Quinn couldn’t speak. Allie was right. Aunt Dana had always looked like their mother. She was the same size, and she had the same curious, friendly, about-to-laugh expression in her eyes. In spite of that, Quinn scowled and couldn’t quite imagine what made her say the words that came out of her mouth: “She does not.”
“You two have grown so much in a year, I barely recognize you,” Aunt Dana said.
“How long are you staying?”Allie asked, running straight into the street and their aunt’s arms.
“Just about a week,” Aunt Dana said, smiling across Allie’s head at Quinn. “Aquinnah Jane. Is it really you?”
Quinn’s feet started to move. They jumped off the wall and took three steps toward her aunt. But suddenly they turned and ran,fast, faster, down Cresthill Road, toward the rocks in front of Mrs. McCray’s house, to the hidden tidal pool where no one, especially Aunt Dana, would ever find her.
Sam Trevor stood before his lecture class at Yale, loading the tape into the cassette player. All eyes were upon him. Fifty-five students, future oceanographers all of them, were about to hear the tape of whale sounds his brother and Caroline had recorded in Greece.
“I believe you will hear irrefutable proof that cetaceans talk to one another in a language just waiting to be translated,” he said. “The work of Malachy Condon makes a fine beginning, but we shall go further. If I can just get this in . . .”

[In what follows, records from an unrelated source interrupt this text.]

PR #1722, opened 2026-04-24
fix(schema-parser): allOf intersection + nullable:true not generating | null union type

tenenger7125:
## Overview

First of all, I really enjoy using swagger-typescript-api in my project.
Thank you for maintaining such a great tool! 🙏

While using this library, I discovered a bug where `| null` was not being
appended to `allOf` intersection types even when `nullable: true` was specified.

---

## Problem

In OpenAPI 3.0, the correct pattern for a nullable `$ref` type is to wrap it
in `allOf` alongside `nullable: true`:

```json
"priorStudy": {
  "nullable": true,
  "allOf": [
    {
      "properties": {
        "patient": { ... }
      },
      "type": "object"
    },
    {
      "properties": {
        "studyIdInPacs": { "type": "string", "nullable": true },
        "category": {
          "allOf": [{ "$ref": "#/components/schemas/Category" }],
          "nullable": true
        }
      },
      "type": "object"
    }
  ]
}
```

**Expected output:**
```typescript
priorStudy:
  | ({
      patient: { ... };
    } & {
      studyIdInPacs: string | null;
      category: TCategory | null;
      ...
    })
  | null;  // ← should be here
```

**Actual output (before fix):**
```typescript
priorStudy: {
  patient: { ... };
} & {
  studyIdInPacs: string | null;
  category: TCategory | null;
  ...
};  // ← | null missing
```

---

## Root Cause

Two issues were found:

**1. `isNullMissingInType` in `schema-utils.ts`**

The function scanned the **entire multiline type string** for ` null`.
When inner fields contained `string | null` (e.g. `studyIdInPacs: string | null`),
it falsely concluded that `null` was already present at the top level,
and skipped adding `| null` to the intersection type.

```typescript
// Before (bug)
!type.includes(` ${this.config.Ts.Keyword.Null}`)  // ← matches inner fields too
```

**2. `$parsed` cache in `object.ts`**

Even after fixing `isNullMissingInType`, the `schema.$parsed` cache caused
the parser to skip re-evaluation on subsequent calls, so `safeAddNullToType`
was never reached for cached schemas.

---

## Fix

**`src/schema-parser/schema-utils.ts`**

Check only the **last line** of a multiline type string instead of the full string,
preventing false positives from inner field declarations.

```typescript
// After (fix)
const lastLine = type.trimEnd().split("\n").pop() ?? type;
return (
  !lastLine.includes(` ${nullKeyword}`) &&
  !lastLine.includes(`${nullKeyword} `)
);
```

**`src/schema-parser/base-schema-parsers/object.ts`**

Apply `safeAddNullToType` directly after `getInlineParseContent()` when
`nullable` is true, bypassing the `$parsed` cache issue.

```typescript
const rawFieldValue = this.schemaParserFabric
  .createSchemaParser({ schema: property, schemaPath: [...this.schemaPath, name] })
  .getInlineParseContent();

const fieldValue = nullable
  ? this.schemaUtils.safeAddNullToType(property, rawFieldValue)
  : rawFieldValue;
```

---

## Test

Added test cases to `tests/spec/nullable-3.0/schema.json`:

- `objectMaybeNullAllOf` — single `$ref` inside `allOf` + `nullable: true`
- `inlineObjectMaybeNullAllOf` — inline object inside `allOf` + `nullable: true`
- `intersectionMaybeNullAllOf` — **multiple objects in `allOf` + `nullable: true`**
  (the core bug case: inner fields contain `string | null`)

Ran `bun test:update` to update snapshots. Pre-existing snapshots that had
`nullable: true` but were missing `| null` were also corrected as a result
of this fix.

---

## Note

Pre-existing lint warnings exist in the codebase and are out of scope for this PR.

Two commits included:
- `fix`: source code changes (`schema-utils.ts`, `object.ts`)
- `test`: snapshot updates and new test cases

### DIFF
--- a/.changeset/heavy-moles-hammer.md
+++ b/.changeset/heavy-moles-hammer.md
@@ -1,0 +1,5 @@
+---
+"swagger-typescript-api": patch
+---
+
+Add: null to allOf intersection types with nullable(true)
--- a/src/schema-parser/base-schema-parsers/object.ts
+++ b/src/schema-parser/base-schema-parsers/object.ts
@@ -45,12 +45,15 @@ export class ObjectSchemaParser extends MonoSchemaParser {
       const fieldName = this.typeNameFormatter.isValidName(name)
         ? name
         : this.config.Ts.StringValue(name);
-      const fieldValue = this.schemaParserFabric
+      const rawFieldValue = this.schemaParserFabric
         .createSchemaParser({
           schema: property,
           schemaPath: [...this.schemaPath, name],
         })
         .getInlineParseContent();
+      const fieldValue = nullable
+        ? this.schemaUtils.safeAddNullToType(property, rawFieldValue)
+        : rawFieldValue;
       const readOnly = (property as Record<string, unknown>).readOnly;
 
       const complexType = this.schemaUtils.getComplexType(property);
--- a/src/schema-parser/schema-utils.ts
+++ b/src/schema-parser/schema-utils.ts
@@ -149,15 +149,37 @@ export class SchemaUtils {
     return isRequired;
   };
 
+  // isNullMissingInType = (schema, type) => {
+  //   const { nullable, type: schemaType } = schema || {};
+  //   return (
+  //     (nullable ||
+  //       !!get(schema, "x-nullable") ||
+  //       schemaType === this.config.Ts.Keyword.Null) &&
+  //     typeof type === "string" &&
+  //     !type.includes(` ${this.config.Ts.Keyword.Null}`) &&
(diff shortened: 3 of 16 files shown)


js2me:
@tenenger7125 hello hello!!!   
THanks for your MR, LGTM!   

Please add `pnpm changeset` (`patch`)

tenenger7125:
> @tenenger7125 hello hello!!! THanks for your MR, LGTM!
> 
> Please add `pnpm changeset` (`patch`)

@js2me Thank you for the review! I've added the changeset as requested. 🙏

A girl in the back of the room giggled. Sam’s glasses slipped, but he caught them with one hand and slid the tape in with the other. Pushing the play button, he gazed across the sea of faces.
“We only have two more classes before finals. I thought you were lecturing today,” a dark-haired girl said.
“I was,” Sam said. “But I decided to let the whales speak for themselves. My exam will cover what you hear today and, more important, how you interpret it.” Then, leaving the tape playing and students groaning, he walked out the classroom door and down the hallway of Crawford Hall toward the faculty parking lot.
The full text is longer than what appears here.